Che qualcosa non vada per il meglio sul fronte soccorsi, è fin troppo evidente. E non è solo il racconto pubblicato sul quotidiano di ieri - e su laprovinciadicomo.it - a dirlo, quanto la pioggia di testimonianze di soccorritori e volontari del servizio d’urgenza sanitaria.

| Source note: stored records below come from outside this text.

PR #551, opened 2020-05-23
Settings backup refactor

toasted-nutbread:
Converts backup.js into a class. Moves `utilReadFileArrayBuffer` out of `util.js` and into this new class.

### DIFF
--- a/ext/bg/js/settings/backup.js
+++ b/ext/bg/js/settings/backup.js
@@ -22,7 +22,6 @@
  * utilBackend
  * utilBackgroundIsolate
  * utilIsolate
- * utilReadFileArrayBuffer
  */
 
 class SettingsBackup {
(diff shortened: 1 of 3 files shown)


ext/bg/js/settings/backup.js
```diff
@@ -24,355 +24,366 @@
...
+        a.rel = 'noopener';
+        a.target = '_blank';
 
-    const date = new Date(Date.now());
+        const revoke = () => {
+            URL.revokeObjectURL(blobUrl);
+            a.href = '';
+            this._settingsExportRevoke = null;
+        };
+        this._settingsExportRevoke = revoke;
```
siikamiika, line 108: I think this should be fine without `.bind`, but could double check

toasted-nutbread: Should be fine since it's an arrow function & not on the prototype.

PR #553, opened 2020-05-23
Use cross frame API

toasted-nutbread:
Follow-up of #531. Replaces the old system with the new one. Will want to rebase this PR after #532 is merged in order to make `crossFrame` a member of the `api` object.


toasted-nutbread:
> Will want to rebase this PR after #532 is merged in order to make `crossFrame` a member of the `api` object.

66932515cf1cf66f65a3bfa6492c35147af8d725

PR #555, opened 2020-05-23
Immediate backend event handlers

toasted-nutbread:
Addresses https://github.com/FooSoft/yomichan/issues/455#issuecomment-633134977

### DIFF
--- a/ext/bg/js/backend.js
+++ b/ext/bg/js/backend.js
@@ -181,15 +181,6 @@ class Backend {
 
             this.onOptionsUpdated('background');
 
-            if (isObject(chrome.commands) && isObject(chrome.commands.onCommand)) {
-                chrome.commands.onCommand.addListener(this._runCommand.bind(this));
-            }
-            if (isObject(chrome.tabs) && isObject(chrome.tabs.onZoomChange)) {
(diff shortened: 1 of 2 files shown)


ext/bg/js/backend.js
```diff
@@ -137,7 +143,26 @@ class Backend {
...
+                },
+                (error) => {
+                    this._prepareError = true;
+                    this._prepareCompleteReject(error);
+                }
+            );
+            promise.finally(() => this._updateBadge());
+            this._preparePromise = promise;
+        }
+        return this._prepareCompletePromise;
```
siikamiika, line 162: It appears that this is not used (`background-main.js` doesn't await); is this intentional?

toasted-nutbread: The intent is to have it match a call to `.prepareComplete()` in terms of what is returned. So it is intentional, but current functionality doesn't use it. The reason `await` was removed from background-main.js is because there was nothing after it, and having the entry point function be non-`async` makes the semantics more clear. I.e. for anyone who isn't perfectly familiar with how/when promises invoke, it will be clear that there are no deferrals before `BackendEventHandler` is prepared.

siikamiika: Ok, in that case the PR looks good to me.

Issue #568, opened 2020-05-25
Anki decks/models not updated when toggling "Enable Anki integration"


toasted-nutbread:
Noticed while working on #567.

PR #573, opened 2020-05-25
Generic settings controller + clipboard popups controller

toasted-nutbread:
`GenericSettingsController` will be superseded by #542 in the future.


toasted-nutbread:
I believe this is the last settings controller class refactor. After this will come some updates to use #565.

So long as there are no objections, I will probably self-test/review and merge these changes in. The changes made in the recent PRs put up don't drastically change the implementations, but the diffs are a mess due to whitespace, naming, and ordering changes. It will probably be less headache and faster to test for issues after they are all merged in together. There will still be more changes coming in the future as well (e.g. #568) which can be reviewed more thoroughly.

PR #597, opened 2020-06-10
Handle cases where platform info is not available

### LINKED ISSUE #595: Yomichan Chrome extension isn't working with the android Kiwi Browser since version 20.5.22.0
Not sure if this is the best place to post this, but I'll try.

I've been using the Chromium based Kiwi Browser for the sole reason that Yomichan works excellent with it. But since 20.5.22.0 and 20.5.22.1 it stopped working. It turns on in the extension manager, but when I try to turn it on via the Yomichan On/Off button it always goes back to Off. If I go into the setting page the Active Profile box is empty, along with almost everything else, and no buttons work.
Version 20.4.10.1 and back still works fine, but since the extension automatically updates I can't use it for very long before it updates to the newest version. I've tried the latest update on 2 phones, but both were Samsung S10e.

That is all I know about this issue, I'm not 100% sure if it's not a Yomichan issue, but I ran out of ideas to try and get it fixed so now I wrote here.

toasted-nutbread:
Fixes #595. `chrome.runtime.getPlatformInfo` was generating an error and returning `undefined`.

### DIFF
--- a/ext/mixed/js/environment.js
+++ b/ext/mixed/js/environment.js
@@ -32,15 +32,34 @@ class Environment {
 
     async _loadEnvironmentInfo() {
         const browser = await this._getBrowser();
-        const platform = await new Promise((resolve) => chrome.runtime.getPlatformInfo(resolve));
-        const modifierInfo = this._getModifierInfo(browser, platform.os);
+        const os = await this._getOperatingSystem();
+        const modifierInfo = this._getModifierInfo(browser, os);
         return {
             browser,
-            platform: {
-                os: platform.os
-            },
+            platform: {os},
             modifiers: modifierInfo
         };
+    }
+
+    async _getOperatingSystem() {
+        try {
+            return await this._getPlatformInfo();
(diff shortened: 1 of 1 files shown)


ext/mixed/js/environment.js
```diff
@@ -32,17 +32,36 @@ class Environment {
...
-                os: platform.os
-            },
+            platform: {os},
             modifiers: modifierInfo
         };
     }
 
+    async _getOperatingSystem() {
+        try {
+            return await this._getPlatformInfo();
```
siikamiika, line 46: This is an object, but we only need the `os` property if it exists

toasted-nutbread: 9fad3029d093d9bef210b1436c985e9f9be32ebc

toasted-nutbread:
Agreed; it's worth a refactor at some point. (Unfortunately manifest v3's stateless backend will come eventually and ruin everything, but such is life.)

PR #604, opened 2020-06-13
Ignore getZoom errors

toasted-nutbread:
Unclear how this happened, but I saw the following error occur on Firefox:
```
Yomichan v20.5.22.1 has encountered a problem.
Originating URL: about:blank
Error: Invalid tab
_onApiGetZoom@moz-extension://.../bg/js/backend.js:687:35
onMessage@moz-extension://.../bg/js/backend.js:222:44
```

This change should fix it.

### DIFF
--- a/ext/fg/js/frontend.js
+++ b/ext/fg/js/frontend.js
@@ -65,8 +65,12 @@ class Frontend {
     async prepare() {
         try {
             await this.updateOptions();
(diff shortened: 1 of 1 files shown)


toasted-nutbread:
Also noticed this happen on a non-about:blank website, so maybe it occurred due to an invalid state.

Uno di loro, Luca Invernizzi, volontario da trent’anni, ha preso computer e tastiera per inviarci, via mail, una testimonianza emblematica su quella che lui chiama «la pessima nottata passata a causa di quello che ritengo sia un malfunzionamento della sanità comasca che sperimento da tempo sulla mia pelle».

La vicenda

La vicenda risale alla notte tra lunedì e martedì: «Con il mio equipaggio siamo stati chiamati, dalla centrale operativa, ad effettuare un intervento presso un’abitazione privata e, una volta accolta a bordo la paziente, ci hanno assegnato come destinazione il Valduce, dove siamo arrivati verso le 00,40. Al nostro arrivo siamo stati accolti dal personale con l’esclamazione: “Ma ancora?? So chi c’è di turno in centrale e ancora non ha capito che non deve mandare più nessuno”. Davanti a noi c’era già un altro equipaggio che attendeva, con il paziente sulla barella. Come sempre ci siamo posti in attesa, fiduciosi che ce la saremmo cavata in poco tempo per poi tornare operativi, ma da lì a poco, sentendo i commenti dell’equipaggio di volontari già in attesa, abbiamo intuito che non sarebbe stato così. Nel frattempo le invettive contro il personale della centrale sono continuate, senza parlare poi, di quando è arrivata una terza ambulanza con un altro paziente».

Disagi per i pazienti

«Ad un certo punto, dopo quasi un’ora, uno degli operatori ha riferito che aveva ricevuto ordine di non “sbarellare” più nessuno (che in gergo significa spostare dalla barella dell’ambulanza a quella dell’ospedale) perché la centrale avrebbe dovuto capire di non mandare più nessuno, come era stato loro richiesto ore prima. Questa decisione, che mi è sembrata più una ripicca, ha causato disagi a chi invece non se li meritava proprio. Innanzi tutto ai pazienti che hanno dovuto attendere interminabili ore, con la nostra che si lamentava dal dolore provato, secondariamente al sistema di emergenza, implicando il blocco di tre mezzi di soccorso, quindi l’interruzione di un pubblico servizio. Alla fine dopo l’ennesima chiamata della centrale, che richiedeva la nostra disponibilità in quanto il territorio era scoperto, passate le ore 3 del mattino, abbiamo ricevuto l’ordine di lasciare in pronto soccorso la barella con la paziente e rientrare in sede».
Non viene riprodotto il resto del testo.